Exploit: File permissions error ( General filesystem fault) on Android custom recoveries.

Software(s) affected: TWRP 2.*, CWM (possibly. Need more testing) {Only on /data/media devices [that we know of] }

This exploit is very simple but I would also class it as critical as it can compromise all userdata and binaries in the system. I have talked with Teamwin and they will implement a fix when they can. Not sure on the status of CWM as koush didn't respond before the write up.
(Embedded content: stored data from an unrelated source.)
PR #71, opened 2023-04-13
Inject state blocks from incremental polls into the room timeline

DMRobertson:
Closes #18. This is a best-effort attempt to ensure that room state self-heals after the poller "misses" a state event. We don't attempt to retrieve any missed message events.

For a more robust solution, the homeserver should natively implement sliding sync.

#73 also helps, by making it less likely that the poller sees a gap in the first place.

PR #75, opened 2023-04-17
Don't reselect NIDs after initialising a room

DMRobertson:
We fetch those NIDs above in `eventIDToNID` by adding a `RETURNING` clause to the `INSERT` statement.


DMRobertson:
Closing because I merged this into #71.

PR #84, opened 2023-04-25
If `bump_event_types` is specified, don't bump for RoomUpdates that aren't RoomEventUpdates.

### LINKED ISSUE #83: If `bump_event_types` is set, read receipts can still bump rooms to the top of the list
A bug in #34.

As reported by @stefanceriu, it seems that changing your own nickname or reacting in a room will bump that room to the top of its list, even if memberships and reactions are excluded by bump_event_types. Other users' memberships and reactions seem to be excluded correctly.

Exploit information / disclosure:
When we look at the backups in TWRP / CWM, we normally just see our data. Well, unfortunately there is also a read / write permission ready for any user / app to come along and analyze, modify, and even use our backups as a method to exploit and gain system privileges on our device. This can easily be attacked but not quite so easily patched. The only real way myself or the developers of TWRP can think of how to fix it is using encrypted backups. With this in the works as of now the software is still vulnerable and a piece of malware could come along and hijack your backup / propagate itself in a worm like function to your roms. 
Now, is this an absolute terrible vulnerability? No. It's completely conditional but still enough to be considered a security flaw. This is why I like SDcards. It has to be written to through API calls (as far as I'm aware). With this exploit, I can just write to /data/media like it's nothing from any app as the system doesn't see the recovery folder as media_rw. It sees it as: drwxrwxrwx root root TWRP

What everyone that knows that linux permissions are and how they work can see 2 things. 1) That's a system owned directory.
2) I have read, write, execute permissions IN that system owned directory. 
This can lead to the result of "Hey, I can learn where their backups are and just add a payload to the system and let it be owned by root which can cause some fun things when the user restores the system (replace something as simple as su or chmod) or even replace su to no longer call to Superuser.apk and then have another payload run as root directly. 

While this all seems scary, it's not the end of the world. This exploit can be patched once someone pushes the necessary code to TWRP as well as an update gets released for it. 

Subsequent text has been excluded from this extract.